What we can expect from the site that we gonna create?

  • It should be fast
  • Should have a proper SSL certificate
  • Should be able to update the site right from GIT

What we are Going to use

Let's see what tools we are going to use to make this happen, Most of these tools are either free or very cost-effective for a simple website. So you can give this a try without any worries. Anyway, it's better to check the pricing and get an understanding before proceeding.

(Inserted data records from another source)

PR #1, opened 2015-11-19
Fixed Upload expressions not saving to storage

jkokosar:


tools/expressionmerge.py
```diff
@@ -35,7 +36,7 @@
     base, ext = os.path.splitext(f)
     delimiter = ';' if ext == '.csv' else '\t'
 
-    with gzip.open(f, 'rb') as csvfile:
+    with io.TextIOWrapper(io.BufferedReader(gzip.open(f))) as csvfile:
```
mstajdohar: @kostko, is there a better solution? The problem is that users upload .csv files with windows (/r/n), linux (/n) or mac (/r) line endings and that simply iterating through the file (gzip.open) fails for .csv files generated with Excel on Macs.

tests/test_upload.py
```diff
@@ -41,6 +41,7 @@ def test_upload_expression(self):
         expressions_3 = self.run_processor("import:upload:expression", inputs)
         self.assertFiles(expressions_3, "rc", "00Hr_rc.tab.gz")
         self.assertFiles(expressions_3, 'exp', '00Hr_tpm.tab.gz')
+        self.assertJSON(expressions_3, expressions_3.output['exp_json'], '', 'expression_2.json.gz')
```
mstajdohar: @jkokosar, you should test the three different line endings. We should prepare three small expression test files.

tools/expressionmerge.py
mstajdohar: @kostko, would you suggest a quick linux command that checks line endings and convert them from win or mac to a linux style? One option would be to do this for all files after users upload them to the platform.

mstajdohar: @jkokosar, if we used Python's open command, we could specify the universal (U) flag. The gzip.open does not support the universal flag. Maybe something like this would work as well but look nicer `open(gzip.open(f, 'rb'), 'Ur')`.

jkokosar: @mstajdohar The last suggestion does't work.

I found the committed solution as a workaround for the fact that the gzip.open() does not support universal new line mode.

mstajdohar: Does `io.TextIOWrapper(io.BufferedReader(...)` impact performance? Can we use this for really large files as well? Maybe we should write a wrapper function for `io.TextIOWrapper(io.BufferedReader(gzip.open(f)))` and replace the `gzip.open` in all processes that use that.

kostko: > @kostko, is there a better way? The problem is that users upload .csv files with windows (/r/n), linux (/n) or mac (/r) line endings and that simply iterating through the file (gzip.open) fails for .csv files generated with Excel on Macs.

What do you mean that simply iterating through the file fails? You mean that the CSV parser does not handle different line endings properly?

> @kostko, would you suggest a quick linux command that checks line endings and convert them from win or mac to a linux style? One option would be to do this for all files after users upload them to the platform.

There is the `dos2unix`, which does this conversion.

> Does io.TextIOWrapper(io.BufferedReader(...)) impact performance? Can we use this for really large files as well? 

There certainly is some overhead, but since it is a stream interface, it might be very low. The best way would be to benchmark its impact with some large files using a simple Python script.

mstajdohar: I suppose dos2unit converts \r\n to \n, not \r to \n? We would just have to try.

kostko: It can do both (`-c mac`), but AFAIK not at the same time. We should first check the overhead of the wrappers and only consider other solutions if it is really too high on huge files.

mstajdohar: A quick test showed the buffers actually improve the performance, for almost 2-folds. Could not believe it, so i googled and found [this](http://aripollak.com/pythongzipbenchmarks/). It seems that there might be even better options (with popen and zcat), but I suggest we start by creating a function `gopen(file)` in `utils.py` that returns `io.TextIOWrapper(io.BufferedReader(gzip.open(file)))`. The we should replace all uses of gzip.open with our function. In the future we can improve the function with `zcat`.

tjanez: Very interesting. Yes, we should definitely introduce a utility function (`utils.gzopen`) and use it everywhere. Indeed, `io.BufferedReader` looks very nice performance wise.

tjanez:
@jkokosar, please manually copy the changed files and create a new pull request (GitHub doesn't let us update and reopen this pull request).

PR #3, opened 2015-11-30
Fix tests

mstajdohar:


mstajdohar:
@dblenkus, you should probably review and accept this before you start working on the integration with resolwe.

PR #8, opened 2015-12-11
Feature testintegration

dblenkus:


resolwe_bio/tests/utils.py
```diff
@@ -1,380 +1,10 @@
-"""
-.. autoclass:: server.tests.processor.utils.PreparedData
-   :members:
+try:
+    from resolwe.flow.tests import ProcessTestCase
+except ImportError:
+    from .utils_genesis import ProcessTestCase
```
mstajdohar: I think you suggested this already, move utils_genesis to genesis. Tadej and I also agree on this. The import should then be:
```
from server.tests.utils import ProcessTestCase
# or
from server.tests.utils import ProcessorTestCase as ProcessTestCase
# or
from genesis.server.tests.utils import ProcessorTestCase as ProcessTestCase
```

mstajdohar:
Jenkins, test this please.

resolwe_bio/tests/test_processor.py
```diff
@@ -1,12 +1,15 @@
 # pylint: disable=missing-docstring
 from django.test import TestCase
 
-from server.models import Processor, iterate_schema
+try:
```
mstajdohar: I do not like this. I suggest to implement a ```get_processes``` method in utils or a similar solution. Utils.py should be the only file with references to genesis, so that we have more control and that it will be easy to remove it.

mstajdohar: Instead of ```get_processes``` we can have this try/catch in ```utils.py``` and then import the Process from ```utils.py``` directly here.

resolwe_bio/tests/test_upload.py
```diff
@@ -14,7 +13,14 @@ def test_bam_upload(self):
         self.assertFiles(upload_bam, 'bai', 'alignment_bam_upload_index.bai')
 
         inputs = {"src": "alignment_position_sorted.bam", "src2": "alignment_bam_upload_index.bai"}
-        self.assertRaises(mongoengine.ValidationError, self.run_processor, "import:upload:mapping-bam-indexed", inputs)
+        try:
+            import mongoengine
+            self.assertRaises(
+                mongoengine.ValidationError, self.run_processor, "import:upload:mapping-bam-indexed", inputs)
```
mstajdohar: ```from .utils import ValidationError```

that can either be a ```mongoengine.ValidationError``` or a ```django.core.exceptions.ValidationError``` or some other validation error that we will use for validating the postgres model.

mstajdohar:
Tests fail because ```/files``` are not found. ```self.current_path``` in ```server/tests/utils.py``` points to the ```server/tests``` instead to ```genpackages/resolwe-bio/resolwe_bio/tests```. Do not know how to solve this quickly. When you run tests in ```server/tests```, the ```/files``` path should point there, but for tests in ```genpackages/resolwe-bio/resolwe_bio/tests``` the ```/files``` path should point there...

PR #14, opened 2015-12-23
Fix annotation data type and some bordering cases

mstajdohar:
The progress from cURL download from the tranSMART instance does not work yet. I suggest we accept this PR as is and add this feature later.

### DIFF
--- a/resolwe_bio/processes/transmart/import.yml
+++ b/resolwe_bio/processes/transmart/import.yml
@@ -6,9 +6,9 @@
 ---
 
 - name: import:web:transmart:expressions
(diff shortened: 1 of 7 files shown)


dblenkus:
It looks like that the values that are passed to `update` function are not `current` and `total` as you named them, but `down` and `up`.
I don't know what is the first number of `down`, but the second one is the download progress. 'up' is probably `NA` because there is no upload.
We have to get file size somehow, but I will have to check how.
https://github.com/transmart/RInterface/blob/master/R/RClientConnectionManager.R#L298

PR #18, opened 2015-12-30
Fix merging columns of different types

mstajdohar:
We merge attributes that were binarized by tranSMART into one attribute. Fox example, tranSMART creates 2 attribtes for sex, _i.e._ ```sex_M``` and ```sex_F``` with values ```{'M' or ''}``` and ```{'F' or ''}```, respectively. Sometimes those binary attributes are of different types. For example, ```Non.Allergic.Rhinitis.Active_0``` and ```Non.Allergic.Rhinitis.Active_NA``` have values ```{-1 or 0}``` and ```{'NA' or ''}```, respectively.

This fix converts such mixed binary attributes to strings before they are to be merged.

### DIFF
--- a/resolwe_bio/tools/transmart_utils.py
+++ b/resolwe_bio/tools/transmart_utils.py
@@ -74,7 +74,7 @@ def format_annotations(annfile):
     # create var template
     var_template = []
     attrs_final = sorted(attrs_final)
-    attrs_final_keys = map(utils.escape_mongokey, attrs_final)
+    attrs_final_keys = map(lambda x: utils.escape_mongokey(x).encode('unicode_escape'), attrs_final)
     dtype = dict(annp.dtype.descr)
     dtype_final = []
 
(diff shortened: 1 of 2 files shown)


mstajdohar:
Btw, it is very strange to have this two attributes saved as different types on the tranSMART Platform. Maybe we did something wrong at the data import.

mstajdohar:
Our code probably fails if you select binary attributes of int type. There was no such example to test. Are there any binary attributes of int type? Would this make sense at all? For instance, the attribute Gerd.Diagnosed has floats, but saves them as binarized strings. Two things to note here: binarizing a float attribute is non-sense, there probably are no integer or float binarized attributes, because we converted them to strings on import.

nkran:
I'll have to check how tranSMART saves data on importing and if there are other ways to specify types on  import. We were a bit in a hurry, so I didn't go so much into details.

PR #23, opened 2016-01-15
Add new settings

dblenkus:


tests/.data/README.rst
```diff
@@ -0,0 +1,2 @@
+Resolwe doesn't create `data` and `upload` directories automatically so
```
mstajdohar: We should probably add to Resolwe this 2 dirs and write test for a basic:file field on the process input.

mstajdohar: I'll accept this because we probably want an upload and data dirs here even if we add them to resolwe later.

PR #25, opened 2016-01-19
Re-enabled processor test (upload reads with old QC encoding)

jkokosar:


resolwe_bio/tools/transmart_fetch.R
```diff
@@ -3,7 +3,7 @@ require("transmartRClient")
 require('argparse')
 
 parser = ArgumentParser(description='Fetch data from tranSMART instance.')
-parser$add_argument('--URL', default = "http://52.48.28.218:8080/transmart", help='tranSMART instance URL')
+parser$add_argument('--URL', default = "http://137.117.169.225:8080/transmart", help='tranSMART instance URL')
```
mstajdohar: Is the IP correct?

dblenkus: Yes

PR #27, opened 2016-01-28
Documentation

mstajdohar:


mstajdohar:
We should probably write a [Sphinx extension](http://www.sphinx-doc.org/en/stable/extdev/index.html#dev-extensions) for generating the process catalog.

mstajdohar:
@jkokosar, would you think about pipeline examples?

mstajdohar:
@dblenkus, could you review this quickly? We would need to publish this docs together with the deploy.

dblenkus:
Rebased and merged

PR #40, opened 2016-04-12
Add initial Tox configuration and a couple of fixes

tjanez:
It would be great if we could include this before the next release.

At least the commit that ensures all source files and supplementary package data are in source distribution.


setup.py
```diff
@@ -30,8 +30,16 @@
...
+                'descriptors/*.yml',
+                'processes/**/*.yml',
+                'tests/files/*',
+                'tools/*.py',
+                'tools/*.R',
+            ]
+        },
         zip_safe=False,
         install_requires=(
             "resolwe>=1.0.0",
```
mstajdohar: Use single quotes.

docs/CHANGELOG.rst
```diff
@@ -4,14 +4,26 @@ Change Log
...
+-------
+* Removed obsolete utilities superseded by resolwe-runtime-utils
+
+Fixed
+-----
+* Included all source files and supplementary package data in sdist
+
 Added
 -----
 * "flow_collection: sample" to processes
```
mstajdohar: Maybe also fix this to ``, since you're at it.

setup.py
tjanez: Hmm, I'm using single quotes?

Do you want me to change all double-quotes in `setup.py` to single quotes? If yes, I would rather do it in a separate commit.

mstajdohar: "resolwe>=1.0.0"

mstajdohar: Oh, I see. Not marked green, sorry.

mstajdohar: So, the general rule is that text printed to the user should be in double quotes and the other in single. You can fix the whole `setup.py` if you wish, but not urgent.

mstajdohar:
LGTM

docs/CHANGELOG.rst
tjanez: I would rather do it tomorrow when we'll prepare a new release and as part of preparing the release, we will also clean up/prettify the CHANGELOG.

The reason I'm against it is that I don't want to fix unrelated things in commits. Making a separate commit for this change seems overkill if the release is so close.

setup.py
tjanez: Ok, will do.

mstajdohar:
LGTM

PR #41, opened 2016-04-12
Add ROSE2 processor

jkokosar:
Requires bamliquidator and ROSE2 tools to be added to the Docker image.


resolwe_bio/tests/test_chipseq.py
```diff
@@ -46,3 +46,23 @@ def test_macs14(self):
...
+        control = self.run_processor("import:upload:mapping-bam", inputs)
+
+        inputs = {'src': 'peaks.bed'}
+        macs_peaks = self.run_processor('import:upload:bed', inputs)
+
+        inputs = {"g": 'HG19',
+                  "i_upload":  macs_peaks.id,
+                  "r": bam.id,
+                  "c": control.id,
+                  "t": 2500,
```
jkokosar: Enters processor test mode. It runs rose2 (and bamliquidator dependancy) without any parameters, to check if they are contained in the runtime. Running the actual analysis without crashing would require test input data in the range of 150MB, so this is not feasible.

PR #43, opened 2016-04-13
Renamed MACS14 processor; fix for sample descriptor

jkokosar:


tjanez:
@jkokosar, please create a separate commit for the second unrelated change (fix for sample descriptor). Also, is the fix worthy of a CHANGELOG entry?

We are going to spend most of the time in AWS. so if you have not used AWS before, create an account if you want to follow alone.

A domain name service

I am going to use Godaddy. but you can use any service for this. We use this only to buy the domain. after adding the name server records, we won't touch this much.

Amazon Route 53

We are going to use Amazon Route 53 as the name server for our domain.

Amazon Certificate Manager

We will need the Certificate Manager to get an SSL certificate for our website

Amazon Cloudfront

We have to use a Cloudfront distribution for our website.

Amazon S3

We are going to use S3 to put the files of the website (the site itself)

Gitlab

We will use Gitlab to host our code and create the CI pipeline. create a new account if you haven't used it before if you want to follow along. its free.

Getting a Domain Name Ready

If you have a domain name already, skip this step. You can use any domain name service as you like such as NameCheap, BlueHost.

I already have a domain that can be used in this which is prettyuseless.website. The name is awful but let's continue with it.

So I have my domain name with me, make sure you have your one ready at this point if you follow along.

Creating the S3 Bucket

Okay, we need a place to put the files of our website (such as index.html). we are going to use Amazon S3 for this. First, we have to create a bucket for our website. Make sure to set the domain name as the name of the new bucket.

Go to S3 home page, and start creating the bucket. put your domain name as the name and choose your preferred region. (I am choosing Singapore) and go head

Create a bucket

After creating the bucket, It should immediately show up in the S3 home page.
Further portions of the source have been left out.